IgA Protease from Neisseria gonorrhoeae Inhibits Exocytosis in Bovine Chromaffin
Cells Like Tetanus Toxin
(Received for publication, August 3,
1994)
Torsten
Binscheck ,
Frank
Bartels,
Heidrun
Bergel ,
Hans
Bigalke ,
Shinji
Yamasaki,
Tetsuya
Hayashi ,
Heiner
Niemann,
Johannes
Pohlner
When tetanus toxin from Clostridium tetani or IgA
protease from Neisseria gonorrhoeae is translocated
artificially into the cytosol of chromaffin cells, both enzymes inhibit
calcium-induced exocytosis, which can be measured by changes in
membrane capacitance. The block of exocytosis caused by both proteases
cannot be reversed by enforced stimulation with increased calcium
concentration. This effect differs from the botulinum A
neurotoxin-induced block of exocytosis that can be overcome by
elevation of the intracellular calcium concentration.

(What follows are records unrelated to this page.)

PR #64, opened 2026-09-11
Resolve the catch-up ref before permitting it

### LINKED ISSUE #58: Resolve the catch-up ref before permitting it: a diverged local dev-NN retires the fallback detector
## Parent

#36

## Context

Follow-up defect in the guard built by #44, found by a Codex review of `dev-05`
against `main`.

## What is wrong

`no-work-on-stale-branch.sh` establishes staleness against **one ref**:

```sh
DEV=$(git for-each-ref --format='%(refname:short)' 'refs/remotes/origin/dev-*' ... | sort -V | tail -1)
COUNTS=$(git rev-list --left-right --count "$DEV...refs/heads/$CURRENT")
```

`DEV` is `origin/dev-NN`, a remote-tracking ref. `AHEAD == 0` therefore means
this branch is a strict ancestor of **`origin/dev-NN`**, and that — and only
that — is what makes the carve-out's fast-forward claim true.

The carve-out then accepts four spellings by string comparison:

```sh
names_dev() {
  case "$1" in
    "$DEV"|"$DEV_SHORT"|"refs/remotes/$DEV"|"refs/heads/$DEV_SHORT") return 0 ;;
    *) return 1 ;;
  esac
}
```

Two of those four — `dev-NN` and `refs/heads/dev-NN` — name a **different ref**
from the one the ancestry was read against. The header asserts they are the
same:

> DEV is origin/dev-NN; the local branch of the same name, and both branches'
> full ref paths, name the same commit for the purpose of a fast-forward.

Git does not guarantee that. `report-stale-branches.sh` fetches with `--prune`,
which updates `refs/remotes/origin/*` and leaves `refs/heads/*` exactly where
they were. A local `dev-NN` is synchronised only by a checkout-and-pull that
nobody performs in a linked worktree.

## Why it matters

If local `dev-NN` carries commits that `origin/dev-NN` does not, the worktree
branch is an ancestor of `origin/dev-NN` but **not** of local `dev-NN`. Then
`git merge dev-05` is not a fast-forward: it writes a real merge commit onto the
worktree branch. `AHEAD` becomes `> 0`, the branch reads as one carrying work of
its own, and **the fallback detector is retired for that branch permanently** —
the precise outcome the header names as the test for inclusion:

> the test is not "would an agent plausibly write this" but "would this silently
> disable the rule"

Silent, and in the permitting direction. That is the class of defect CLAUDE.md
records nine of in the shared tokeniser alone, every one found by review rather
than by the suite.

This is not an evasion requiring construction. `git merge dev-05` is the
shortest spelling of the command the refusal message itself recommends, and a
local `dev-NN` behind or beside its remote half is the ordinary state of this
repository: worktree pull requests merge into `dev-NN` on GitHub, so
`origin/dev-NN` moves while the local branch sits still.

## The check that is green for the wrong reason

The lifecycle fixture in `check-hooks.sh` creates `refs/remotes/origin/dev-05`,
`origin/dev-foo` and `origin/dev-4` with `update-ref`, and **no local `dev-05`
at all**. So:

```sh
check_in "$WT_STALE" no-work-on-stale-branch.sh ALLOW 'the catch-up merge, short spelling' \
  'git merge dev-05'
```

passes because the hook compares two strings, against a ref that does not exist
in the fixture. Run for real there, that command fails in git — `dev-05`
resolves through `refs/heads/`, `refs/tags/` and `refs/remotes/<name>/`, none of
which matches a remote-tracking `origin/dev-05`. The check is evidence about
string matching and about nothing else.

## What to build

Resolve the supplied ref and require it to name the commit staleness was
measured against. Keep the four-spelling whitelist as the outer gate — it stays
a whitelist, not a rev-parse of arbitrary text — and add the identity check
behind it:

```sh
# Computed once, beside DEV. The ancestry above was read against this commit,
# so this is the commit a catch-up has to be naming for the fast-forward claim
# to hold. A local branch of the same name is a different ref: a pruning fetch
# moves refs/remotes/origin/*, never refs/heads/*.
DEV_OID=$(git rev-parse --verify --quiet "refs/remotes/$DEV^{commit}" 2>/dev/null)

names_dev() {
  local TOK_OID
  case "$1" in
    "$DEV"|"$DEV_SHORT"|"refs/remotes/$DEV"|"refs/heads/$DEV_SHORT") ;;
    *) return 1 ;;
  esac
  [ -n "$DEV_OID" ] || return 1
  TOK_OID=$(git rev-parse --verify --quiet "$1^{commit}" 2>/dev/null) || return 1
  [ "$TOK_OID" = "$DEV_OID" ]
}
```

Costs two `rev-parse` calls, and only on the carve-out path — a merge or rebase
in an already-refused state, which is rare. Everything else still exits before
the library is sourced.

Update the header paragraph quoted above: it currently states the equality as a
fact, and must instead state it as a condition the hook checks.

## The trade this makes, recorded

`git merge dev-05` is **refused** when no local `dev-NN` exists — today it is
permitted. Nothing is lost: run for real, that command fails in git anyway, and
the refusal message already names `origin/dev-05`, the spelling that works. Say
this in the header, in the commit message and in a check, per the repo's rule
that a fix giving up a case says so in all three.

## Not in scope

Widening the whitelist to any revision that happens to resolve to the dev tip —
a raw SHA, `HEAD~3`, another branch parked on the same commit. Such a merge
would be a genuine fast-forward, but the whitelist's job is to be readable by
the next person, and a hook that rev-parses arbitrary command text to decide
whether to permit is a larger claim than this defect needs.

## Fixture work

One fixture cannot hold both states, so build a sibling of the lifecycle
repository with local `dev-05` diverged from `origin/dev-05`. Rejected
alternative: `git branch -f dev-05 <other>` partway down the existing check list
— two lines instead of twenty, but it makes check **order** load-bearing, and an
order-dependent suite is the kind of evidence that quietly stops meaning what it
says.

In the existing lifecycle fixture, create a local `dev-05` at `LIFE_TIP` so the
short-spelling and `refs/heads/` checks stay ALLOW **for the right reason**
rather than by string match.

## Acceptance criteria

- [ ] `DEV_OID` is resolved once from `refs/remotes/$DEV`, beside `DEV`
- [ ] `names_dev` keeps the four-spelling whitelist and additionally requires the
      token to resolve to `DEV_OID`
- [ ] The existing lifecycle fixture gains a local `dev-05` at `LIFE_TIP`; the
      `dev-05` and `refs/heads/dev-05` catch-up checks stay ALLOW
- [ ] A sibling fixture has local `dev-05` diverged from `origin/dev-05`, and in
      it `git merge dev-05` and `git rebase refs/heads/dev-05` are BLOCK while
      `git merge origin/dev-05` stays ALLOW
- [ ] A check covers no local `dev-NN` at all: the short spelling is BLOCK, and
      the header, the commit message and that check all record the trade
- [ ] A check covers `DEV_OID` unresolvable: the carve-out is not taken
- [ ] Mutation-checked — reverting `names_dev` to the plain string comparison
      turns the new checks red, and no fix lands without a check that fails
      without the fix
- [ ] The header paragraph asserting the four spellings name the same commit is
      rewritten to state the condition the hook now checks

bgunyel:
Closes #58.

## What was wrong

The carve-out in `no-work-on-stale-branch.sh` accepted four spellings of the
active dev branch by string comparison. Two of them — `dev-NN` and
`refs/heads/dev-NN` — name a different ref from the one staleness was measured
against. `AHEAD == 0` says this branch is a strict ancestor of
`refs/remotes/origin/dev-NN`, and that alone is what makes the fast-forward
claim true. The header asserted the four name the same commit; git does not
guarantee it, and here they routinely disagree — worktree pull requests merge
into `dev-NN` on GitHub, so `origin/dev-NN` moves while the local branch sits
still, and `report-stale-branches.sh` fetches with `--prune`, which updates
`refs/remotes/origin/*` and leaves `refs/heads/*` exactly where they were.

Against a local `dev-NN` that has forked, `git merge dev-NN` — the shortest
spelling of the command the refusal message itself recommends — writes a real
merge commit. `AHEAD` becomes `> 0`, the branch reads as one carrying work of
its own, and the fallback detector is retired for that branch permanently.
Silent, and in the permitting direction.

## What changed

`names_dev` keeps the four-spelling whitelist as the outer gate and now resolves
the token behind it, requiring it to name `DEV_OID`, the commit the ancestry was
read against. It still rev-parses four fixed strings and never arbitrary command
text — widening the whitelist to any revision resolving to the dev tip was out
of scope and stayed out.

The header paragraph asserting the equality is rewritten to state it as a
condition the hook checks.

## The trade, recorded

Where no local `dev-NN` exists at all, `git merge dev-NN` is now **refused**; it
used to be permitted. Nothing is lost: run for real in that state the command
fails in git anyway, since `dev-NN` resolves through `refs/heads/`, `refs/tags/`
and `refs/remotes/<name>/`, and a remote-tracking `origin/dev-NN` is none of
those. The refusal already names `origin/dev-NN`, which works.

Said in the file header, in the commit message, and in a check of its own.

## Fixtures

The lifecycle fixture had no local `dev-05` at all, so the short-spelling checks
were green for the wrong reason — two strings compared against a ref that did
not exist there, for a command that fails in git if run. It gains a local
`dev-05` at `LIFE_TIP`, and three siblings hold the other states: forked local
`dev-05`, no local `dev-05`, and a dev tip that is not a commit. Separate
repositories rather than `git branch -f` partway down the list, which would make
check **order** load-bearing.

Diverged there means **forked**, not merely ahead: a local branch one commit
ahead of `origin/dev-NN` still has the worktree branch as an ancestor, so the
merge would fast-forward and the fixture would prove only that two strings
differ. The first draft of this branch made exactly that mistake and the review
caught it; the fixture now asserts both halves of the shape it needs.

## Mutation checks

- reverting `names_dev` to the plain string comparison → the four new BLOCK
  checks go red
- dropping the `DEV_OID` emptiness guard → its `armed` line goes red
- removing the local `dev-05` from the lifecycle fixture → the two
  short-spelling ALLOWs go red, which is what shows they now pass for the right
  reason
- rebuilding the forked fixture linearly → the suite stops at its own guard

## Two deviations from the issue, for review

**`DEV_OID` placement.** The issue says "resolved once from `refs/remotes/$DEV`,
beside `DEV`". It is beside `DEV_SHORT` instead, 87 lines later. The issue's own
cost claim — "only on the carve-out path … everything else still exits before
the library is sourced" — and its snippet comment "the ancestry **above**" both
point there, and the common path exits before it. Argued in the file.

**The unresolvable-`DEV_OID` check is reframed, not skipped.** That line cannot
be reached by running the hook: `DEV` is the short name of the very ref
`DEV_OID` is read from, so a dev tip that will not resolve is one `git rev-list`
cannot read either, and the file abstains at `STATE=CLEAR` before the carve-out
is considered. It is checked two ways instead, and the suite says which is
which — the abstention driven as a process, the guard behind it pinned as a
property of the file. The guard is kept because a comparison against an empty
string is not a comparison: drop the line and an empty `TOK_OID` would equal an
empty `DEV_OID`, permitting the merge on exactly the state that could not be
read.

## Verification

`bash .claude/hooks/check-hooks.sh` passes — 562 checks. Both files pass
`bash -n`. No dependency changed, so `make upgrade-safe` has not been run; it is
the floor before this closes.

`make test` is 571 passed / 1 failed on this branch, and that failure is
pre-existing environment drift — `alembic` and `mako` from the `migrations`
group are not installed in `.venv`, repaired with `uv sync --all-groups`. This
diff touches no Python.

https://claude.ai/code/session_019HkmeYcZLfPsF22F4L4Gp8

### DIFF
--- a/.claude/hooks/check-hooks.sh
+++ b/.claude/hooks/check-hooks.sh
@@ -197,8 +197,16 @@ says_not() {  # says_not <dir> <script> <fragment> <label> <cmd>
 # A property of a file rather than of a process. See the arming section at the
 # foot of this suite for why one file in .claude/ needs this and the others do
 # not. Fixed strings, not patterns: the expectation is the line as written.
+# Comments are stripped before the search, and that is the whole point rather
+# than a detail: `grep -qF` over raw file text matches a literal that has been
+# commented OUT, so every one of these stayed green while the line it names did
+# nothing. Found by review of PR #64, not by this suite. Comment-out-and-leave
+# is how a shell script ordinarily gets edited, not a constructed evasion, so
+# this is the permitting-direction defect these checks exist to catch, in the
+# checks themselves. None of the literals below contains a `#`, so stripping
+# from the first one is safe for them.
 armed() {  # armed <label> <file> <literal>
-  if grep -qF -- "$3" "$2" 2>/dev/null; then
+  if sed 's/[[:space:]]*#.*$//' "$2" 2>/dev/null | grep -qF -- "$3"; then
     printf '  ok   armed %s\n' "$1"
   else
     printf '  FAIL %s\n         expected %s to contain |%s|\n' "$1" "$2" "$3"
@@ -1732,7 +1740,53 @@ check_in "$WT_NOLOC" no-work-on-stale-branch.sh BLOCK 'no local dev-05: the shor
 check_in "$WT_NOLOC" no-work-on-stale-branch.sh BLOCK 'no local dev-05: refs/heads/dev-05 names nothing either' \
   'git merge refs/heads/dev-05'
 
-# STATE THREE: the dev tip does not resolve to a commit. The hook holds
+# STATE THREE: a local dev-05 merely BEHIND origin/dev-05 -- not forked, just
+# not pulled. THE SECOND HARMLESS CASE THIS FIX GIVES UP, and the one that
+# starts firing as soon as it lands: worktree pull requests merge into dev-05 on
+# GitHub, so origin/dev-05 moves while the local branch sits still, and that is
+# the ordinary state of this repository rather than an edge of it.
+#
+#   root ---- beh-stale, dev-05 ---- origin/dev-05
+#
+# From beh-stale, `git merge dev-05` is `Already up to date.` -- it writes
+# nothing and masks nothing. It is refused anyway, because the test is an
+# identity and the local branch is not origin/dev-05. Separating this case from
+# the forked one means asking about ancestry, and a hook that rev-parses its way
+# to a merge-base decision is a larger claim than this defect needs. Recorded
+# here, in the file header and in the commit message, per the repository's rule
+# that a fix giving up a case says so in all three.
+BEH="$FIXTURES/behind-dev"
+git init -q -b main "$BEH"
+GH_="git -C $BEH -c user.email=checks@example.invalid -c user.name=checks"
+$GH_ remote add origin "$FIXTURES/unreachable-remote.git"
+$GH_ commit -q --allow-empty -m root
+$GH_ commit -q --allow-empty -m "where local dev-05 stopped"
+BEH_LOCAL=$($GH_ rev-parse HEAD)
+$GH_ commit -q --allow-empty -m "where origin/dev-05 went without it"
+$GH_ update-ref refs/remotes/origin/dev-05 "$($GH_ rev-parse HEAD)"
+$GH_ branch dev-05 "$BEH_LOCAL"
+$GH_ branch beh-stale "$BEH_LOCAL"
+$GH_ worktree add -q "$BEH/wt-beh" beh-stale
+WT_BEH="$BEH/wt-beh"
+need_worktree "$WT_BEH" behind-dev
+# Behind, not forked: the worktree branch IS an ancestor of the local branch, so
+# the merge given up here is a no-op rather than a merge commit. That is the
+# difference from STATE ONE, and asserting it is what stops this fixture
+# quietly turning into a copy of that one.
+$GH_ merge-base --is-ancestor refs/heads/beh-stale refs/heads/dev-05 || {
+  echo "beh-stale is not an ancestor of local dev-05, so this is the forked case again; the checks below prove nothing" >&2
+  exit 1
+}
+$GH_ merge-base --is-ancestor refs/heads/dev-05 refs/remotes/origin/dev-05 || {
+  echo "local dev-05 is not behind origin/dev-05; the checks below prove nothing" >&2
+  exit 1
+}
+check_in "$WT_BEH" no-work-on-stale-branch.sh ALLOW 'local dev-05 behind: the remote spelling is the catch-up' \
+  'git merge origin/dev-05'
+check_in "$WT_BEH" no-work-on-stale-branch.sh BLOCK 'local dev-05 behind: a harmless no-op merge, refused, and recorded as given up' \
+  'git merge dev-05'
+
+# STATE FOUR: the dev tip does not resolve to a commit. The hook holds
 # `[ -n "$DEV_OID" ] || return 1` for it, and that line cannot be reached by
 # running the hook: DEV is the short name of the very ref DEV_OID is read from,
 # so a dev tip that will not resolve is one `git rev-list` cannot read either,
@@ -1896,11 +1950,15 @@ armed 'and the report derives it identically' \
 # The carve-out's identity test, pinned as three lines rather than driven as a
 # process. Two of them are driven, by the diverged and no-local fixtures above;
 # the third -- an unresolvable dev tip -- is not reachable by running this hook,
-# because the ancestry read fails first and the file abstains. It is kept
-# because the carve-out is the only permitting path out of a refused state, and
-# a comparison against an empty string is not a comparison at all: drop the
-# line and `TOK_OID` empty would equal `DEV_OID` empty, permitting the merge on
-# exactly the state that could not be read. This says so; nothing above can.
+# because the ancestry read fails first and the file abstains.
+#
+# The guard line is also redundant with the comparison that follows it, and the
+# first version of this suite claimed otherwise -- that dropping it would let an
+# empty TOK_OID equal an empty DEV_OID. That was false: the rev-parse above the
+# comparison returns on failure and prints an OID on success, so TOK_OID is
+# never empty there. What these three lines pin is that the identity test is
+# spelled the way the file says it is; they are not evidence that any one of
+# them decides an outcome, and the middle one does not.
 armed 'the dev tip is resolved to a commit, from the ref the ancestry was read against' \
   "$HOOKS/no-work-on-stale-branch.sh" \
   'DEV_OID=$(git rev-parse --verify --quiet "refs/remotes/$DEV^{commit}" 2>/dev/null)'
--- a/.claude/hooks/check-hooks.sh
+++ b/.claude/hooks/check-hooks.sh
@@ -206,6 +206,17 @@ armed() {  # armed <label> <file> <literal>
   fi
 }
 
+# A fixture guard rather than a check, and it stops the suite rather than
+# failing one line. An unmade worktree makes ( cd "$dir" && hook ) return 1,
+# which reads as ALLOW -- so every ALLOW-expecting check against it would pass
+# without the hook ever running. That is the shape this suite exists to not
+# have, so it is said once here rather than three times below.
+need_worktree() {  # need_worktree <dir> <fixture name>
+  [ -d "$1" ] && return 0
+  echo "the $2 worktree was not created; the checks against it prove nothing" >&2
+  exit 1
+}
+
 unarmed() {  # unarmed <label> <file> <literal>
   if grep -qF -- "$3" "$2" 2>/dev/null; then
     printf '  FAIL %s\n         %s must not contain |%s|\n' "$1" "$2" "$3"
@@ -1452,6 +1463,12 @@ LIFE_TIP=$($GL rev-parse HEAD)
 $GL update-ref refs/remotes/origin/dev-05 "$LIFE_TIP"
 $GL update-ref refs/remotes/origin/dev-foo "$LIFE_BASE"
 $GL update-ref refs/remotes/origin/dev-4 "$LIFE_BASE"
+# A local dev-05 at the same commit, which is the state a checkout-and-pull
+# leaves. Without it the short-spelling and refs/heads/ catch-up checks below
+# were green for the wrong reason: the hook compared two strings against a ref
+# that did not exist here at all, and `git merge dev-05` run for real in this
+# fixture fails in git. The sibling fixtures hold the other two states.
+$GL branch dev-05 "$LIFE_TIP"
 
 # ahead == 0, behind == 1. The fallback detector's case, and nothing else: this
 # branch has no upstream configured, so `[gone]` cannot be what refuses it.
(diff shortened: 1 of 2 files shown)


bgunyel:
## Review of `c7accb8`

Ran the suite and reproduced every mutation claim independently, on throwaway copies of `.claude/` — nothing in the branch was touched.

### Acceptance criteria (#58)

| # | Criterion | Status |
|---|---|---|
| 1 | `DEV_OID` resolved once from `refs/remotes/$DEV`, **beside `DEV`** | Deviated, disclosed — see F3 |
| 2 | `names_dev` keeps the whitelist, adds the identity test | ✅ |
| 3 | Lifecycle fixture gains local `dev-05` at `LIFE_TIP`; both spellings stay ALLOW | ✅ (and a `refs/heads/dev-05` ALLOW that did not exist before) |
| 4 | Sibling fixture diverged: two BLOCK, `origin/` spelling ALLOW | ✅ |
| 5 | No-local-`dev-NN` check; trade in header + commit message + check | ✅ but under-stated — see F4 |
| 6 | A check covers `DEV_OID` unresolvable: the carve-out is not taken | ❌ **not met** — see F1/F2 |
| 7 | Mutation-checked | ✅ all four claims reproduce exactly |
| 8 | Header paragraph rewritten as a condition, not a fact | ✅ |
| 9 | `check-hooks.sh` passes | ✅ 562 checks, 0 fails |

Mutations rerun: reverting `names_dev` to the plain string comparison reddens exactly the four new BLOCKs; removing `$GL branch dev-05` from the lifecycle fixture reddens exactly the two short-spelling ALLOWs; deleting the `DEV_OID` guard reddens its `armed` line; rebuilding the fork linearly stops the suite at its own `div-stale is an ancestor of local dev-05` guard, exit 1.

The core fix is correct and the evidence behind it is real. The findings below are all in the periphery.

### F1 — the stated reason for the `DEV_OID` emptiness guard is false (medium)

The file header, the suite comment, the commit message and the PR body all carry the same claim:

> drop the line and `TOK_OID` empty would equal `DEV_OID` empty, permitting the merge on exactly the state that could not be read

`TOK_OID` can never be empty at that comparison. The preceding line is `TOK_OID=$(git rev-parse …) || return 1` — if the rev-parse fails the function has already returned, and if it succeeds it printed an OID. Running the function body with the guard deleted and `DEV_OID=""`: all four whitelisted spellings are still refused, plus a non-whitelisted control. The guard cannot change an outcome.

It is harmless belt-and-braces, but the justification is asserted rather than true — in a file whose whole argument is that an asserted equality is what caused this defect to begin with.

### F2 — AC 6 rests on the seam that is mutation-blind (medium)

The three new `armed` lines are `grep -qF` over file text. Commenting the guard out rather than deleting it:

```sh
  # disabled: [ -n "$DEV_OID" ] || return 1
```

gives **562 checks, ALL CHECKS PASSED**. The literal survives inside the comment. This is the same shape as the `--prune` literal in the arming section, reproduced in a new place — and comment-out-and-replace is the ordinary way a shell script gets edited, not a constructed evasion.

Taken with F1, AC 6 is unmet three ways over: the named state is unreachable, the guard behind it is inert, and the check pinning it cannot detect its removal.

On unreachability — the PR's claim survives an attempt to break it. A local branch literally named `origin/dev-05` was the promising route, since `origin/dev-05` resolves through `refs/heads/` before `refs/remotes/`, which would let `git rev-list` succeed while `refs/remotes/origin/dev-05` pointed at a blob. It does not work: `for-each-ref --format='%(refname:short)'` emits `remotes/origin/dev-05` under that ambiguity, the `^origin/dev-[0-9]+$` filter rejects it, `DEV` is empty and the file abstains. The claim holds; it is the guard's stated purpose that does not.

### F3 — the cost claim behind the AC 1 deviation is inexact (low)

> one rev-parse here … paid only on the carve-out path -- a merge or rebase in an already-refused state, which is rare

`DEV_OID=` sits at line 276 and is unconditional once `STATE != CLEAR`, so `git status` in a stale worktree pays it too. Irrelevant against a five-second budget, but this is the argument used to justify moving `DEV_OID` away from where the issue placed it, so it should be exact: paid once per command in a refused state, and one more per whitelisted token.

### F4 — the recorded trade is narrower than the trade made (low)

Recorded: no local `dev-NN` ⇒ refused. Actual: **any** local `dev-NN` whose OID differs from `origin/dev-NN`'s.

The commonest such state is the one this PR's own reasoning describes — local `dev-05` merely *behind* `origin/dev-05` after worktree pull requests land on GitHub. Built as a fixture: `behind/ahead = 1 0`, and `git merge dev-05` there reports `Already up to date.` and writes nothing. The hook now returns 2 on it.

Safe direction, and the refusal names the spelling that works. But it is a second harmless case given up, and by this repository's own rule — a fix giving up a case says so in the header, the commit message and a check — it is recorded in none of the three and has no check. It starts firing as soon as this lands and the next pull request moves `origin/dev-05`.

bgunyel:
All four addressed in `4eebeab`. Two of them were claims this branch made rather than things it did, which is the part worth saying plainly.

### F1 — you're right, and the justification was the same sin the file argues against

Confirmed by reading: `TOK_OID=$(git rev-parse …) || return 1` means the function has already returned if the rev-parse failed, and printed an OID if it succeeded. `TOK_OID` is never empty where the comparison runs, so an unreadable `DEV_OID` already fails that comparison. The guard cannot change an outcome.

The line is **kept** — #58 specifies it, and deleting it would be a third deviation from the issue on top of the two already open — but it is now labelled as redundant at the point of the read, and the comparison below it is marked as the thing that actually refuses. Header, suite comment and commit message all corrected; the PR body above still carries the old claim and is wrong where it says so.

If you'd rather have the line gone than labelled, say so and it goes — it is two lines of diff either way.

### F2 — fixed, and it reached further than the new checks

`armed()` now strips comments before the search. Your repro reproduces: commenting the guard out rather than deleting it left the suite green at 562. With the fix, that mutation reddens the line it names.

I ran it on a throwaway copy of `.claude/` rather than in place — the harness refused to let me comment out a guard line in the live hook, which is the correct instinct even though it was a mutation test.

This also covers the pre-existing `--prune` and dev-derivation literals, which had the same shape. All of them still pass, and none of the pinned literals contains a `#`, so stripping from the first one is safe for them. Noted in the helper.

### F3 — corrected to be exact

The header now says: one rev-parse once per command in a refused state — `git status` in a stale worktree pays it too, not only a merge — and one more per whitelisted token inside `names_dev`. Since that cost is the whole argument for moving `DEV_OID` away from where #58 put it, it should be exact.

### F4 — this was the one I'd got substantively wrong

Recorded trade was "no local `dev-NN`". Actual trade is "any local `dev-NN` whose OID differs", and the commonest member of that set is the merely-*behind* branch — the ordinary state here, not an edge, and it starts firing the moment `origin/dev-05` next moves.

Now a fixture of its own (`behind-dev`), asserting both halves of the shape so it cannot quietly become a copy of the forked one:

```
root ---- beh-stale, dev-05 ---- origin/dev-05
```

`git merge dev-05` there is `Already up to date.` and is refused; `git merge origin/dev-05` stays ALLOW. Recorded in the header, in the commit message and in that check, per the rule. The reason it is given up rather than fixed is in the header too: separating it from the forked case means asking about ancestry, and a hook that rev-parses its way to a merge-base decision is a larger claim than this defect needs.

### AC 6

I'm not claiming it met. The state is unreachable, the guard behind it is inert, and — until F2 — the check pinning it was blind to its own removal. Two of those three are now true statements in the file rather than false ones, and the third is fixed. What the three `armed` lines pin is that the identity test is spelled the way the file says; they are not evidence that any one line decides an outcome, and the suite now says that instead of the opposite.

If AC 6 should be met rather than re-described, the honest route is to drop the criterion in #58 as written — the state it names cannot be constructed against this hook — and I'd rather you make that call than quietly close it as done.

### Mutations, rerun

- `names_dev` → plain string comparison: **five** BLOCKs red now, the new behind case among them
- emptiness guard commented out: its `armed` line red (was invisible)
- local `dev-05` removed from the lifecycle fixture: the two short-spelling ALLOWs red
- fork rebuilt linearly: suite stops at its own guard, exit 1

`bash .claude/hooks/check-hooks.sh` — 564 checks, all pass.

`make upgrade-safe` still outstanding before this closes; no dependency changed.

https://claude.ai/code/session_019HkmeYcZLfPsF22F4L4Gp8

Tetanus toxin is
about 50-fold more potent than IgA protease in cells stimulated by
carbachol. In this case, the release of
[ H]noradrenaline was determined. Trypsin and
endoprotease Glu-C are hardly effective and only at concentrations that
disturb the integrity of the cells. Like tetanus toxin, IgA protease
also splits synaptobrevin II, though at a different site of the
molecule. However, unlike tetanus toxin, it does not cleave
cellubrevin. It is concluded that the membranes of chromaffin vesicles
contain synaptobrevin II, which, as in neurons, appears to play a
crucial part in exocytosis.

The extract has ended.